Mesoamerican and Southwest Art & Artifacts
Mesoamerican and Southwest Artifacts
Maya Ceramics & Teotihuacan Influence
- Mammoform vessels: Maya adoption of Teotihuacan styles (flaring lip, thin orange); often tripod vessels.
- Mammoform refers to sweet potato (camote), a South American domesticate, not breasts.
- Chocolate pots: often contain a cold derivative vitamin and cacao residues; frequently foamy chocolate.
Maya Jadeite Axes
- Made from jadeite, very dense and heavy; difficult to work, highly polished.
- Ritualistic use: often found in caches (e.g., temple caches), sometimes in sets of nine (for nine lords of the night).
- Cosmological origin referent: pit placement representing the primordial hole of human emergence.
- Decapitator axes: elongated form associated with decapitation sacrifice.
- Mano Metate: basalt grinding stone, similar to mortar and pestle for small-scale grinding (e.g., salsa).
West Mexican Ceramics (Late Classic to Postclassic)
- Region (Jalisco, Michoacán, Colima) became culturally distinct from Central Mexico.
- Architecture maintained classic period forms (talud-tablero).

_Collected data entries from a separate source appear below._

PR #260, opened 2015-09-03
Don't take Buf/MutBuf for UDP

### LINKED ISSUE #255: mio::udp::UdpSocket.recv_from() API differs from std::net::UdpSocket API
`std::net::UdpSocket::recv_from()` returns `Result<(usize, SocketAddr)>`. `mio::udp::UdpSocket.recv_from()` returns `Result<Option<SocketAddr>>`.

`02:18 <~ carllerche> if you could file an issue w/ API inconsistencies that you are aware of... would be good`

Unaware of more, but this could be an issue for taking notes of such things.

alexcrichton:
Bring these methods in line with the `std::net` equivalents by having the same
signatures, but returning `Option<T>` instead of `T` to represent the "would
block" case via `None`.

Closes #255

### DIFF
--- a/CHANGELOG.md
+++ b/CHANGELOG.md
@@ -7,6 +7,9 @@
   is also no longer `Copy`. (#259)
 * `TcpSocket` is no longer exported in the public API (#262)
 * `TcpListener` now returns the remote peer address from `accept` as well (#275)
+* The `UdpSocket::{send_to, recv_from}` methods are no longer generic over `Buf`
+  or `MutBuf` but instead take slices directly. The return types have also been
+  updated to return the number of bytes transferred. (#260)
 
 # 0.4.1 (July 21)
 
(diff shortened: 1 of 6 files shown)


carllerche:
Should there be a `_buf` variant?

alexcrichton:
It depends, I would personally think that the `bytes` crate should be totally independent of mio, in which case there wouldn't be a `_buf` variant. On the other hand if the two are tied together closely then it probably makes sense. Regardless you can build the `_buf` variant on this version externally either way.

nixpulvis:
I agree that there should be a way to deal with non buffered UDP messages, but I'm also curious if the interface for buffered responses can be more ergonomic. Having a `Result<Option<T>, E>` is a bit cumbersome.

carllerche:
I think this would be fine to merge, but it has conflicts.

carllerche:
:+1: Let's bring back `_buf` functions before the next release as part of #286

- Art depicted daily life scenes: women nursing, ball games, shamans, houses.
- Colima style: often features Mesoamerican cotton garments, keloid scarring, ear spools, body paint, cotton turbans.
- Many figures are feminine.
Mesoamerican/Southwest Connections (Early Postclassic)

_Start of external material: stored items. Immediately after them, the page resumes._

PR #261, opened 2015-09-04
Various Windows optimizations

alexcrichton:
* Hold onto mutexes instead of releasing and then immediately re-locking
* Don't move in and out of state so often in `read_done` for TCP


carllerche:
:+1:

PR #262, opened 2015-09-04
Remove TcpSocket from the public API

### LINKED ISSUE #249: Migrate TCP sockets to std construction patterns
The standard library has an extension library, [net2](https://github.com/alexcrichton/net2-rs) for fine-grained control over the construction of sockets. This pattern isn't quite followed in mio just yet, and it would perhaps be nice to mirror.

This issue would also enable mirroring the socket extensions in `net2` by not providing socket options on `TcpListener` that only make sense for `TcpStream` (and vice versa).

Additionally, the precise API of the socket options may wish to align with `net2` as I believe they currently mirror what the standard library used to do, which is a bit outdated in a few locations.

alexcrichton:
This commit removes `mio::tcp::TcpSocket` as a public type, only exposing the
`TcpStream` and `TcpListener` types. This change is motivated for a few reasons:

1. This mirrors the design of `std::net` more closely by having a static
   distinction between types and statically ruling out cases like calling
   `peer_addr` on a `TcpListener`.
2. This allows re-using standard extension methods on the `std::net` types,
   especially in the Windows implementation (which is now greatly simplified).

The primary reason to have `TcpSocket`, however, is to have fine-grained control
over socket creation and the ability to set various options. This is
implemented, however, in the `net2` extension crate which provides the
`TcpBuilder` type to configure a socket before it's bound/listened/etc. Methods
are provided on mio's `TcpStream` and `TcpListener` to be constructed from these
bare types so they can be passed in.

Closes #249

### DIFF
--- a/CHANGELOG.md
+++ b/CHANGELOG.md
@@ -1,10 +1,11 @@
 # 0.5.0 (unreleased)
 
 * Don't re-export bytes types
-* Preliminary Windows support
-* Renamed `EventLoop::register_opt` to `EventLoop::register`
+* Preliminary Windows support (#239)
+* Renamed `EventLoop::register_opt` to `EventLoop::register` (#257)
 * `EventLoopConfig` is now a builder instead of having public struct fields. It
-  is also no longer `Copy`.
+  is also no longer `Copy`. (#259)
+* `TcpSocket` is no longer exported in the public API (#262)
 
 # 0.4.1 (July 21)
 
--- a/Cargo.toml
+++ b/Cargo.toml
@@ -26,7 +26,7 @@ clock_ticks = "0.0.5"
 bytes = { git = "https://github.com/carllerche/bytes", rev = "7edb577d0a" }
 winapi = "0.2.1"
 wio = { git = "https://github.com/alexcrichton/wio" }
-net2 = "0.2.7"
+net2 = "0.2.9"
 
 [dev-dependencies]
 env_logger = "0.3.0"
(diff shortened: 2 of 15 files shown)


alexcrichton:
Another slightly different option would be to purge mentions of `TcpBuilder` entirely from the public API and instead just talk `std::net` types. The builder has methods to extract `TcpStream` or `TcpListener` at any time, so for example `mio::tcp::TcpStream::connect_builder(&builder, &addr)` could instead be `connect_builder(stream, &addr)` (taking ownership of `std::net::TcpStream`).

I think I prefer this API (e.g. not exporting types of other crates) a little more, WDYT?

rrichardson:
This looks fine on one condition: There has to be a way to call getsockopt and setsockopt on a socket after the socket has been bound/connected.  It is the only way to get certain bits of information from the socket in some cases.

alexcrichton:
Ah yeah you can certainly still do that, the `AsRawFd` trait implementation the minimum escape hatch needed, and beyond that I suspect new methods can certainly be added to the mio networking types (e.g. to mirror those on `net2::TcpStreamExt`)

carllerche:
I am OK w/ this as long as no functionality is lost.

/cc @reem @jamwt @dpc @hjr3 and whoever else!

hjr3:
:+1: i think this is a good change

jamwt:
All of our stuff only uses `TcpListener` and `TcpStream`, so +1 here.

dpc:
Fine with me.

alexcrichton:
Merged as https://github.com/carllerche/mio/commit/06b359a188d802162a69020f0624a4884848e7c3!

- Strong trade connections, not just corn diffusion.
- Paquimé (Casas Grandes): a trading outpost in Northern Chihuahua with Pueblo and Mesoamerican traits.
- Owl bottles: containers for souls with owl figures.
- Chaco Canyon (Four Corners):
- Pueblo III and IV pottery: black-on-white, fine quality, made with yucca fiber (revived by Hopi).
- Chaco beer mugs: unique to Chaco Canyon (Pueblo Bonito), rare to find unbroken as discard usually involved breakage.
- Hohokam Culture (Southern Arizona):
- Exhibited strong Mesoamerican traits (e.g., ball courts with rubber balls).
- Pottery depicted antelopes, animals of the range; often featured wind symbolism (whirling patterns).
Zapotec Deity Sculpture (Monte Albán)
- Thirteen Serpent: a prominent cloud goddess, consort of the lightning god.
- Classic Zapotec style: deities (male and female) typically depicted seated, kneeling, with long bony fingers draped over a throne, wearing elite regalia.
- Features: braided hairdo (still worn by Zapotec women), jade-colored necklace (originally green-blue).
- Pigmentation: Cinnabar (red pigment) discovered in ear spools, around chin, and inside the mouth/teeth.
- Worn a huipil (classic Postclassic garment).
- Ritual object: acts as an incense burner (sensor tube on back).
- Function: likely a household or niche deity (patroness) for elite palaces or farmer's huts, used for blood offerings (stingray spine/cactus thorn).